PR #335, opened 2024-10-30
Update rancher/pkg/apis and use BackingNamespace for projects

JonCrowther:
## Problem
The dependency `rancher/pkg/apis` has changed a fair bit, but recently the linked PR introduced a new field on projects `BackingNamespace` that is used to identify the namespace PRTBs exist in. 
 
## Solution
Updated the dependency and added logic to use the new project field.
 
_TODO_


caliskanugur (approved):
LGTM

PR #342, opened 2024-11-07
adding client for harvester

slickwarren:
## Issue: 

https://github.com/rancher/qa-tasks/issues/468
 
## Problem

currently, we don't have a way to write automation for harvester using the framework. 
 
## Solution

harvester's API is based on rancher's steve. In this PR I've introduced a harvester client that wraps steve and catalog clients, introduced a new harvesterConfig, similar to how rancherClient is setup. 

We played around with wrapping Steve's API/client directly, but since harvester will need the catalog client as well, giving harvester its own client makes more sense in the long run + to support any use cases their team may have. 

Also played around with simplifying the copy-paste logic between rancher and now harvester clients. But this may make more sense to do if we have to introduce another client that uses most of rancher's API which I don't know of a product that would need it tbh. If this approach were taken, the code would be refactored instead of net-new, risking stuff breaking. 
 
## Testing

see linked rancher PR; we are now able to use harvester's API and import an existing harvester cluster into an existing rancher setup. 

_TODO_

this is a new client, so no risk of regression.

### DIFF
--- a/clients/harvester/client.go
+++ b/clients/harvester/client.go
@@ -16,7 +16,6 @@ import (
 	v1 "github.com/rancher/shepherd/clients/rancher/v1"
 
 	kubeProvisioning "github.com/rancher/shepherd/clients/provisioning"
-	kubeRKE "github.com/rancher/shepherd/clients/rke"
 	"github.com/rancher/shepherd/pkg/clientbase"
 	"github.com/rancher/shepherd/pkg/config"
 	"github.com/rancher/shepherd/pkg/environmentflag"
@@ -26,10 +25,9 @@ import (
 	"k8s.io/apimachinery/pkg/watch"
 	"k8s.io/client-go/dynamic"
 	"k8s.io/client-go/rest"
-	"k8s.io/client-go/tools/clientcmd"
 )
 
-// Client is the main harvester Client object that gives an end user access to the Provisioning and Management
+// Client is the main harvester Client object that gives an end user access to the Provisioning and Catalog
 // clients in order to create resources on harvester
 type Client struct {
 	// Client used to access Steve v1 API resources
@@ -180,7 +178,7 @@ func (c *Client) GetClusterCatalogClient(clusterID string) (*catalog.Client, err
 }
 
 // GetRancherDynamicClient is a helper function that instantiates a dynamic client to communicate with the harvester host.
-func (c *Client) GetRancherDynamicClient() (dynamic.Interface, error) {
+func (c *Client) GetHarvesterDynamicClient() (dynamic.Interface, error) {
 	dynamic, err := frameworkDynamic.NewForConfig(c.Session, c.restConfig)
 	if err != nil {
 		return nil, err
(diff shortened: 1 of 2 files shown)


clients/harvester/config.go
```diff
@@ -0,0 +1,13 @@
+package harvester
+
+// The json/yaml config key for the harvester config
+const ConfigurationFileKey = "harvester"
+
+// Config is configuration need to test against a harvester instance
+type Config struct {
```
anupama2501, line 7: this is the same as rancher [Config](https://github.com/rancher/shepherd/blob/main/clients/rancher/config.go#L7), why not re use the existing one by adding a flag or something as such?

anupama2501 (commented):
Main question:

Since all these clients and configurations are already defined within the Rancher [client](https://github.com/rancher/shepherd/blob/main/clients/rancher/client.go#L38), I wonder if we need to have a separate Harvester client. It might be helpful to have a broader discussion to see if a new client is needed or if we might be duplicating existing functionality.

clients/harvester/config.go
slickwarren: had an offline conversation to help with this understanding. lmk if you have any more questions.

clients/harvester/client.go
```diff
@@ -0,0 +1,347 @@
...
+	catalogClient, err := catalog.NewForConfig(&restConfig, c.Session)
+	if err != nil {
+		return nil, err
+	}
+
+	return catalogClient, nil
+}
+
+// GetRancherDynamicClient is a helper function that instantiates a dynamic client to communicate with the harvester host.
+func (c *Client) GetRancherDynamicClient() (dynamic.Interface, error) {
```
anupama2501, line 183: can we rename it to GetHarvesterDynamicClient?

clients/harvester/client.go
```diff
@@ -0,0 +1,347 @@
...
+	provClient, err := kubeProvisioning.NewForConfig(c.restConfig, c.Session)
+	if err != nil {
+		return nil, err
+	}
+
+	return provClient, nil
+}
+
+// GetKubeAPIRKEClient is a function that instantiates a rke client that communicates with the Kube API of a cluster
+func (c *Client) GetKubeAPIRKEClient() (*kubeRKE.Client, error) {
```
anupama2501, line 202: have a question on this as well, since the clusters will be created on rancher itself, do we need to have this function for harvester client? because we create clusters on rancher itself so we can make use of rancher client isn't it?

anupama2501 (commented):
Have a few more questions and comments

clients/harvester/client.go
```diff
@@ -0,0 +1,347 @@
...
+		return nil, err
+	}
+
+	return dynamic, nil
+}
+
+// GetManagementWatchInterface is a functions used to get a watch.Interface from a resource created by the Management Client.
+// As is the Management resources do not have a watch.Interface, so therefore, the dynamic Client is used to get the watch.Interface.
+// The `schemaType` is a string that is found in different Management clients packages. Ex) management.ProjectType
+func (c *Client) GetManagementWatchInterface(schemaType string, opts metav1.ListOptions) (watch.Interface, error) {
```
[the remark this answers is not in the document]
slickwarren: It will still be convenient to have access to management, through V1 instead of V3.

PR #348, opened 2024-11-25
[Main] Fix corral file wait and update the debugging option

caliskanugur:
## Problem

Corral file wait should account for the nil return value from `os.Stat`, which is the state if the file doesn't exist. Currently, the separated command solution makes recurring runs fail because it doesn't wait for the file.
 
## Solution

Account nil return value from `os.Stat`, update to debug flag which gives more output for corral creation.

### DIFF
--- a/clients/corral/corral.go
+++ b/clients/corral/corral.go
@@ -18,7 +18,7 @@ import (
 )
 
 const (
-	debugFlag               = "--trace"
+	debugFlag               = "--debug"
 	skipCleanupFlag         = "--skip-cleanup"
 	corralPrivateSSHKey     = "corral_private_key"
 	corralPublicSSHKey      = "corral_public_key"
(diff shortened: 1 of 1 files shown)


slickwarren:
in the linked issues, its mentioned `and should default to true rather than false`. Will that be done in a separate PR or is there room to do it here?

caliskanugur:
Nice catch, removing that part from the ticket. That part of the ticket was for Airgap defaults. Which is in JJB. 

In recurring runs, it already [defaults to true.](https://github.com/rancher/rancher/blob/main/tests/v2/validation/pipeline/rancherha/main.go#L43)

Also linked the second issue - in PR's description.

slickwarren (approved):
code looks good. Do you have a jenkins job to show this fixes the nil pointer issue?

caliskanugur:
Discussed the sanity checks offline

markusewalker (approved):

anupama2501 (approved):

bmdepesa (approved):

PR #351, opened 2024-11-25
Add harvester Client

slickwarren:
## Issue: 

https://github.com/rancher/qa-tasks/issues/468
 
## Problem

currently, we don't have a way to write automation for harvester using the framework. 
 
## Solution

harvester's API is based on rancher's steve. In this PR I've introduced a harvester client that wraps steve and catalog clients, introduced a new harvesterConfig, similar to how rancherClient is setup. 

We played around with wrapping Steve's API/client directly, but since harvester will need the catalog client as well, giving harvester its own client makes more sense in the long run + to support any use cases their team may have. 

Also played around with simplifying the copy-paste logic between rancher and now harvester clients. But this may make more sense to do if we have to introduce another client that uses most of rancher's API which I don't know of a product that would need it tbh. If this approach were taken, the code would be refactored instead of net-new, risking stuff breaking. 
 
## Testing

see linked rancher PR; we are now able to use harvester's API and import an existing harvester cluster into an existing rancher setup. 

_TODO_

this is a new client, so no risk of regression.

### DIFF
--- a/clients/harvester/client.go
+++ b/clients/harvester/client.go
@@ -1,0 +1,101 @@
+package harvester
+
+import (
+	"fmt"
+
+	frameworkDynamic "github.com/rancher/shepherd/clients/dynamic"
+	"github.com/rancher/shepherd/clients/rancher/catalog"
+	v1 "github.com/rancher/shepherd/clients/rancher/v1"
+
+	"github.com/rancher/shepherd/pkg/clientbase"
+	"github.com/rancher/shepherd/pkg/config"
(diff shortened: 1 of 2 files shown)


lscalabrini01 (approved):
LGTM

anupama2501 (approved):

floatingman (approved):
LGTM

caliskanugur (approved):
LGTM, do we need backports for this PR or just main?

slickwarren:
yes we will need backports, I wanted to wait for your review to open them 👍🏼 I'll do that now.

__Work task__. Pull out every line of the entries that includes the word "clientbase".

__Solved problem__.
 	"github.com/rancher/shepherd/pkg/clientbase"
+	"github.com/rancher/shepherd/pkg/clientbase"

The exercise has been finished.